**Provided data**:
PR #102, opened 2018-07-29
Add option to display or not seconds in big clock

coliss86:
I test this PR on a HD44780 20x4 display. 

If seconds are not displayed, the clock is centered (line 404).


haraldg:
First of all: Documentation is missing. You need to describe what
this configuration setting does in the manual page and the user
guide.

Secondly: I can't review this because actually it's not clear
to me, how this is intended to work. You only want a way to
disable the display of seconds on big displays?

Thanks for working on lcdproc.

Harald

coliss86:
> First of all: Documentation is missing. You need to describe what this configuration setting does in the manual page and the user guide.

I didn't add more documentation because I can't find where the `lcdproc.conf` is described in the user or dev documentation, it seems there is only an example in `clients/lcdproc/lcdproc.conf`.

> Secondly: I can't review this because actually it's not clear to me, how this is intended to work. You only want a way to disable the display of seconds on big displays?

Yes, this is correct. I only want to disable the displays of seconds when the option  `showSecs` is set to `true` in the `lcdproc.conf`.

Here is two photos of the display : 
 * default behavior


* with the option `showSecs` set to `true`

haraldg:
On 30.07.2018 18:33, coliss86 wrote:
> I didn't add more documentation because I can't find where the
> `lcdproc.conf` is described in the user or dev documentation, it 
> seems
> there is only an example in `clients/lcdproc/lcdproc.conf`.

There really seems to be little information in the user guide about the
client. I'm surprised, but whatever.

I still think documentation should be added at least to 
docs/lcdproc.1.in -
yes this file is a bit of a mess at the moment, but that's no excuse to
keep sloppy practises ... ;)

Also your comment in the example file is a bit vague. It should be 
clear
what the setting does without needing to read the code.

>> You only want a way to disable the display of seconds on big 
>> displays?
>
> Yes, this is correct.

Okay.

About your code:

The combination
+       static int showSecs = 1;
+       showSecs = config_get_bool("BigClock", "showSecs", 0, 1);

doesn't work (or rather doesn't make sense). It would reinitialize the
variable on every function call as if it wasn't static at all. I think,
you want to merge these lines together. Ie initialize the variable 
directly
with a call to config_get_bool().

coliss86:
@haraldg what do you think of thoses modifications ? Especially the documentation added to `lcdproc-config.5.in` ? I took the example file, rework it to the man format and added the screen example from sources.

**What the exercise asks**: Go through the listing above and find each line that contains "didn", then copy it.

**Answer for the task**:
I didn't add more documentation because I can't find where the `lcdproc.conf` is described in the user or dev documentation, it seems there is only an example in `clients/lcdproc/lcdproc.conf`.
> I didn't add more documentation because I can't find where the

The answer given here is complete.